To create this technical lineage, we recommend using Fluentd. Fluentd is a third-party, open-source tool maintained by the community. While we provide documentation to help configure the integration, Collibra support is limited to Collibra-side configuration and does not cover troubleshooting the Fluentd environment.

  1. The code moves and transforms data from a bucket, such as AWS, to a database. You already have this part.

    This integration assumes that your code emits information in OpenLineage format when a job runs. This architecture is event driven.

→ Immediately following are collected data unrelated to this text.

PR #719, opened 2026-09-01
fix(parser): handle N3 verb edge cases

jeswr:
## Summary

- keep the N3 `has`, `is`, and `of` verbs from preempting longer valid prefixed names, including across stream chunks
- scope inverse-predicate state to the active predicate-object list: preserve it across commas and reset it across semicolons and annotation boundaries
- apply inverse direction consistently when closing blank-node property lists and formulas, and when constructing triple terms and reified triples
- add regression coverage for the cases identified in the [Copilot review of #694](https://github.com/rdfjs/N3.js/pull/694#pullrequestreview-5072997765)

This is a follow-up to #694.

## Verification

- 6,876 tests pass
- 100% statement, branch, function, and line coverage
- ESLint passes
- Node, IIFE browser, and ESM browser builds pass

### DIFF
--- a/src/N3Lexer.js
+++ b/src/N3Lexer.js
@@ -326,7 +326,7 @@ export default class N3Lexer {
       case 'h':
       case 'o':
         // Try to find an N3 verb keyword
-        if (this._n3Mode && (match = this._n3Verb.exec(input)))
+        if (this._n3Mode && (match = this._matchN3Verb(input, inputFinished)))
           type = match[0];
         else
           inconclusive = true;
@@ -336,7 +336,7 @@ export default class N3Lexer {
         // Try to find an IRI property list identifier or N3 verb keyword
         if (this._n3Mode && (match = this._n3Id.exec(input)))
           type = 'id';
-        else if (this._n3Mode && (match = this._n3Verb.exec(input)))
+        else if (this._n3Mode && (match = this._matchN3Verb(input, inputFinished)))
           type = match[0];
         else
           inconclusive = true;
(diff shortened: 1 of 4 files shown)


jeswr:
Performance follow-up for the inverse-handling concern:

I benchmarked `main` (`ffb71f9`) against this branch with Node 24.19.0. The harness alternated base/candidate order, used four fresh-process pairs with 20 samples per process, and included A/A (`main` versus `main`) controls. Parser workloads streamed 30,000 quads per sample; the isolated `_emit` workload created 2,000,000 quads per sample.

The initial implementation routed every `_emit` through `_createQuad` and showed a 5–8% paired-median slowdown in isolated emission. Commit `99d1e11` now installs the direction-aware `_createQuad` and `_emit` implementations only on N3 parser instances. For non-N3 formats, ordinary `_emit` remains the same direct factory call as `main`; blank-node and formula tails use a four-argument alias to that same method. This centralizes inverse swapping without putting inverse checks or a fifth argument on non-N3 emission paths.

Latest results (negative values are faster):

| Workload | Aggregate median | Paired median | A/A paired control |
| --- | ---: | ---: | ---: |
| Isolated `_emit` | -1.9% | -0.7% | +0.1% |
| Turtle | -4.3% | -2.9% | +4.9% |
| N-Triples | +0.7% | +3.4% | +2.3% |
| Turtle with blank-node property lists | -4.8% | -4.7% | +3.6% |
| Turtle with RDF 1.2 triple terms | -0.1% | -2.2% | — |

There is no measured non-N3 regression beyond the process/JIT/GC noise visible in the A/A controls. The only positive aggregate result is N-Triples at +0.7%; its paired result is 1.1 percentage points above its +2.3% A/A control, while its ordinary emission code is source-identical to `main`.

Verification on the revised branch: 6,876 tests pass with 100% statement/branch/function/line coverage; ESLint and the Node, IIFE, and ESM builds pass.

PR #729, opened 2026-09-05
perf(lexer): avoid match arrays for fixed tokens

jeswr:
Recognize `a`, boolean literals, and N3 `id` with `RegExp.test()` instead of `exec()`. Their matched text and length are already determined by the lexer branch, so a match array is unnecessary. The existing regexes keep the same token boundaries, incomplete-input handling, and line-mode restrictions; explicit lengths preserve token consumption and ranges.

This is independent of #727's separator dispatch and #728's literal-delimiter changes. It retains native regex scanning for the grammar while avoiding allocations in these fixed-token cases.

Direct string alternatives were also compared with this PR at `c5a91c1`: full `startsWith`/boundary-membership checks, direct words with a boundary regex, and space-only shortcuts. They preserve the tested behavior but did not establish a parser-level improvement for `a` or booleans. The seven-round confirmation below uses the same methodology as the original comparison, with medians and bootstrap 95% intervals:

| Alternative | Workload | CPU change | 95% interval |
| --- | --- | ---: | ---: |
| Full string matching | parser: abbreviation | +2.0% | [-19.0%, +28.9%] |
| Full string matching | parser: boolean | +8.4% | [-3.9%, +14.6%] |
| Full string matching | parser: keyword-like prefixed names | +5.8% | [+3.5%, +8.9%] |
| Space shortcuts for booleans and `a` | lexer: boolean | -5.8% | [-11.9%, -2.5%] |
| Space shortcuts for booleans and `a` | parser: boolean | +6.1% | [-4.1%, +30.7%] |
| Space shortcuts for booleans and `a` | parser: keyword-like prefixed names | +15.1% | [+5.0%, +22.2%] |
| Space shortcut for `a` only | parser: abbreviation | +18.9% | [-2.9%, +23.2%] |
| Space shortcut for `a` only | parser: keyword-like prefixed names | +13.4% | [+0.3%, +34.9%] |

The timings are noisy, and inconclusive differences should not be treated as gains or regressions. The full-string candidate and both space shortcuts each passed the applicable exhaustive boundary/streaming comparisons or retained an already checked path. Their prefix-heavy regressions do not justify replacing the current `.test()` calls. The native regex checks the word and its following boundary together; splitting that into extra string operations is not automatically faster. The prototypes are not included in this PR.

Seven paired rounds compare production Babel builds with main `e4e2148` on macOS arm64 / Node 25.1.0, rotating fresh-process order with 36 warmup and 36 measured iterations over 8,000-triple documents. Values are median paired CPU changes with bootstrap 95% intervals; negative means less CPU. Full token and parsed-quad digests agree.

| Workload | CPU change | 95% interval |
| --- | ---: | ---: |
| lexer: abbreviation | -16.5% | [-26.1%, -6.7%] |
| lexer: boolean | -5.9% | [-43.3%, -3.1%] |
| lexer: prefixed | -1.3% | [-3.5%, +9.5%] |
| lexer: dense | +1.7% | [-0.3%, +2.3%] |
| parser: abbreviation | -2.8% | [-7.5%, -2.4%] |
| parser: boolean | -3.8% | [-8.3%, +0.3%] |
| parser: prefixed | -0.7% | [-1.8%, +2.1%] |
| parser: dense | -4.6% | [-10.1%, +2.2%] |

The `a`-heavy parser workload improves in this run; the boolean parser and unaffected controls are inconclusive. These synthetic results do not guarantee the same gains for every application or runtime.

Validation: all **6,923 tests pass with 100% statement, branch, function, and line coverage**, plus ESLint and Node/browser IIFE/ESM builds. Tests verify exact token ranges and every stream split for `a`, `true`, `false`, and `id`. Additional assertions cover delayed emission until lookahead arrives, a following colon continuing a prefixed name, missing boundaries at EOF, line-mode rejection, and behavior with N3 features disabled. Differential checks against main cover **1,048,576 cases** (each following UTF-16 code unit in both line/N3 modes) and **1,242 stream splits**, preserving complete tokens, errors, and callback timing. Independent review found no correctness or maintainability blockers.

Rebased on main `73b38b3`, including the merged #727 separator dispatch and #728 literal delimiters. The two PR commits retain their reviewed changes. The rebased tree passes all 6,923 tests at 100% coverage, lint, and Node/browser builds. Benchmark comparisons above remain against their explicitly stated original bases.


src/N3Lexer.js
```diff
@@ -311,16 +311,16 @@ export default class N3Lexer {
       case 'f':
       case 't':
         // Try to match a boolean
-        if (match = this._boolean.exec(input))
-          type = 'literal', value = match[0], prefix = xsd.boolean;
+        if (this._boolean.test(input))
```
jeswr: Is it more performance to replace this with string operations

jeswr: Is it more performance to replace this with string operations

src/N3Lexer.js
```diff
@@ -311,16 +311,16 @@ export default class N3Lexer {
...
+          type = 'literal', value = firstChar === 't' ? 'true' : 'false', prefix = xsd.boolean, matchLength = value.length;
         else
           inconclusive = true;
         break;
 
       case 'a':
         // Try to find an abbreviated predicate
-        if (match = this._shortPredicates.exec(input))
-          type = 'abbreviation', value = 'a';
+        if (this._shortPredicates.test(input))
```
jeswr: Similarly, is it more perfromant to replace this with string operations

  2. The second part collects the emitted OpenLineage messages. You can use any method to collect the OpenLineage messages and save them to files. For example:
    1. You can use Fluentd for receiving REST API calls and saving them to files. This is the recommended and supported method. Fluentd is an open source data collector for building a unified logging layer. Once installed on a server, it runs in the background to collect, parse, transform, analyze, and store various types of data.
    2. You can save the OpenLineage messages directly to disk.
  3. For Collibra Data Lineage to process the saved files, ensure that Collibra Data Lineage has access to the files.
    • If you use technical lineage via Edge, copy the files to the Edge server, and then use the Edge CLI to copy the files to the proper location.
    • If you use the lineage harvester, the files must be local to the lineage harvester. You can choose to run the lineage harvester from the same server as Fluentd, or copy the files from the Fluentd server to the server where the lineage harvester runs.

    When the source files are ready, Collibra Data Lineage parses the lineage, merges it with any other lineage information in Collibra Data Lineage service, stitches the technical lineage objects to Data Catalog assets, and generates the technical lineage graph.